Recognition: no theorem link
PrepBench: How Far Are We from Natural-Language-Driven Data Preparation?
Pith reviewed 2026-05-12 00:57 UTC · model grok-4.3
The pith
State-of-the-art LLMs still struggle to realize natural-language-driven data preparation.
A machine-rendered reading of the paper's core claim, the machinery that carries it, and where it could break.
Core claim
PrepBench is a benchmark for evaluating natural language driven data preparation that covers interactive disambiguation, prep code generation and code to workflow translation. Built by crawling and extending Preppin Data Challenges it includes tasks with 3 to 18 steps and up to 300 lines of Python code. The evaluation demonstrates that despite recent progress state of the art LLMs find it challenging to perform these tasks effectively.
What carries the argument
The PrepBench benchmark which tests LLMs on interactive disambiguation, prep-code generation, and code-to-workflow translation for data preparation tasks.
If this is right
- Data preparation workflows may remain dependent on GUI tools until LLMs improve at handling ambiguous intents.
- Long and complex code generation for data prep continues to be a bottleneck for LLM agents.
- Code-to-workflow translation is essential for validation and must be prioritized in future LLM developments.
- The benchmark provides a way to measure progress toward NL-driven data preparation over time.
Where Pith is reading between the lines
- Improving performance on PrepBench could enable more intuitive data analysis tools accessible without programming expertise.
- Similar benchmarks might be developed for other data-intensive tasks like feature engineering or visualization specification.
- The focus on interpretable workflows suggests a need for LLMs to output explanations alongside code in data contexts.

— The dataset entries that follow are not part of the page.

PR #1087, opened 2026-04-24
Add `midenc-fuzza` differential fuzzing harness

greenhat:
It's a PoC of a test suite where an agent is generating Rust programs for differential testing using the compiler's code coverage as feedback


tests/integration/src/end_to_end/differential/harness.rs
```diff
@@ -0,0 +1,142 @@
+//! Differential fuzzing harness for the Miden compiler.
+//!
+//! Each test case, checked in under `src/cases/`, is just the body of a
+//! `#[unsafe(no_mangle)] pub extern "C" fn entrypoint(u32, u32) -> u32`
+//! plus any helpers it needs. The harness prepends a fixed header
+//! (`#![no_std]` + `#[panic_handler]`) before writing the case as `src/lib.rs`
+//! of a generated cargo project, builds it twice — natively as a host `cdylib`
+//! and via `cargo-miden` to a MASM package — and compares outputs across
```
bitwalker, line 8: Isn't this redundant with our `proptest`-based tests (which have the added benefit of shrinking to find minimal repros)? Or is it meant more as a proof-of-concept, and the intended use would be for programs where `proptest` isn't as well suited vs a traditional fuzzer?

tests/integration/src/end_to_end/differential/harness.rs
```diff
@@ -0,0 +1,142 @@
...
+        .build();
+    let dylib_path = build_host_cdylib(&native_proj.root(), &pkg_name);
+
+    let lib = unsafe { libloading::Library::new(&dylib_path) }
+        .unwrap_or_else(|e| panic!("failed to load {}: {e}", dylib_path.display()));
+    type EntryFn = unsafe extern "C" fn(u32, u32) -> u32;
+    let entry: libloading::Symbol<EntryFn> = unsafe { lib.get(b"entrypoint\0") }
+        .unwrap_or_else(|e| panic!("missing `entrypoint` in {}: {e}", dylib_path.display()));
+
+    // Proptest: 16 cases, shrinking disabled — the whole case file IS the
```
bitwalker, line 57: I'm not sure that's actually true? The primary purpose of shrinking is to find the simplest input which triggers an issue, _not_ to find the smallest program that reproduces the issue. As far as I can tell here, the case file is just the program, not the minimal inputs.

Granted, if your only inputs to a program are just plain `u32` integer values, shrinking provides less value - but it can still reduce the failing input to something like `(u32::MAX, 0, 0)`, instead of a random set of values like `(u32::MAX, 123439, 8631234)`, which can often highlight what input is the problem (or at least remove some randomness from the inputs that obscure things unnecessarily).

tests/integration/src/end_to_end/differential/harness.rs
```diff
@@ -0,0 +1,142 @@
...
+
+[lib]
+crate-type = ["cdylib"]
+
+[profile.release]
+opt-level = 3
+panic = "abort"
+
+[profile.dev]
+panic = "abort"
```
bitwalker, line 115: If you compile a `cdylib` with `panic = "abort"` and then dynamically-load it into the current process, and execution hits a panic, you'll crash the whole process without having a way to catch the panic (because it will abort, rather than unwind as expected).

tests/integration/src/end_to_end/differential/harness.rs
greenhat: It's a PoC of using an agent to generate Rust programs using the compiler's code coverage as feedback. I missed a PR description.

tests/integration/src/end_to_end/differential/harness.rs
greenhat: The comment is a bit off. My reason is two-fold:
1. The shrinking generates a lot of noise that messes up the feedback for the agent.
2. I want to capture the exact inputs that triggered the miscompilation. Shrunk inputs might trigger another code path (another miscompilation?).

tests/integration/src/end_to_end/differential/harness.rs
greenhat: Thank you! I hadn't thought about that.

greenhat:
I'm pretty happy with how it turned out. During the tuning runs, it discovered #1093, #1094 and #1095.
The instructions on how to launch an agent are in the `tests/fuzza/README.md`.

bitwalker (approved):
Looks good! My only request is that we move this under `tools` (I want `tests` to contain only actual test sources, not tooling used by the test suite). We still have a pending task to clean up the organization of `tests` in general, but I mostly want to avoid adding new stuff under `tests` unless that is the only place that makes sense for it.

I'm marking this approved contingent on that move, so I don't hold things up while I'm offline

bitwalker (commented):
As an aside - can we have the test cases emitted to the `tests` directory under some appropriate test crate? Those don't feel like they belong under the `miden-fuzza` tool itself.

Ideally, `miden-fuzza` can be used to generate the cases, and then they would be executed by our standard test suite, without the need to use `miden-fuzza` for that. In other words, `miden-fuzza` solves the problem of identifying interesting test cases, generating them, validating whether they capture a real regression or improve test coverage, and then those generated test cases get merged into our standard test suite.

AIUI, that totally fits within the intended usage of this new tool, but let me know if I'm missing anything

greenhat:
Good point! I'll split it.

- Testing with real user interactions beyond the benchmark could reveal additional practical limitations.
Load-bearing premise
The tasks constructed by crawling and extending Preppin' Data Challenges accurately represent the key real-world characteristics of natural-language-driven data preparation, including ambiguous intents and the need for interpretable workflows.
What would settle it
An experiment where a state-of-the-art LLM completes the majority of PrepBench tasks with correct disambiguation, accurate code, and valid workflow translations would falsify the claim that the paradigm shift remains challenging.
Figures
read the original abstract
Data preparation is a central and time-consuming stage in data analysis workflows. Traditionally, commercial tools have relied on graphical user interfaces (GUIs) to simplify data preparation, allowing users to define transformations through visual operators and workflows. Recent advances in large language models (LLMs) raise the possibility of a paradigm shift toward natural language (NL)-driven data preparation, in which users can specify preparation intents in NL directly. However, it remains unclear how far current LLM-based agents are from this paradigm shift in practice. Existing code generation benchmarks do not capture key characteristics of data preparation, including ambiguous user intents, imperfect real-world data, and the need to translate code into interpretable workflows for validation. To bridge this gap, we present PrepBench, a benchmark designed to evaluate NL-driven data preparation along three core capabilities: interactive disambiguation, prep-code generation, and code-to-workflow translation. We crawl data from the Preppin' Data Challenges, and then extend it into a systematically designed benchmark. The benchmark covers diverse domains, and each task involves 3 to 18 data preparation steps. Nearly half of the tasks require over 100 lines of Python code, and the longest solutions approach 300 lines. Our evaluation shows that, despite recent progress, realizing this paradigm shift remains challenging for state-of-the-art LLMs. PrepBench provides a principled benchmark for measuring this gap and helps identify key challenges toward realizing NL-driven data preparation.
Editorial analysis
A structured set of objections, weighed in public.
Referee Report
Summary. The paper introduces PrepBench, a benchmark for NL-driven data preparation constructed by crawling and extending Preppin' Data Challenges. It targets three capabilities—interactive disambiguation, prep-code generation, and code-to-workflow translation—across tasks with 3–18 steps, diverse domains, and solutions up to ~300 lines of Python. The central claim is that, despite recent LLM progress, state-of-the-art models still face substantial challenges in realizing this paradigm shift.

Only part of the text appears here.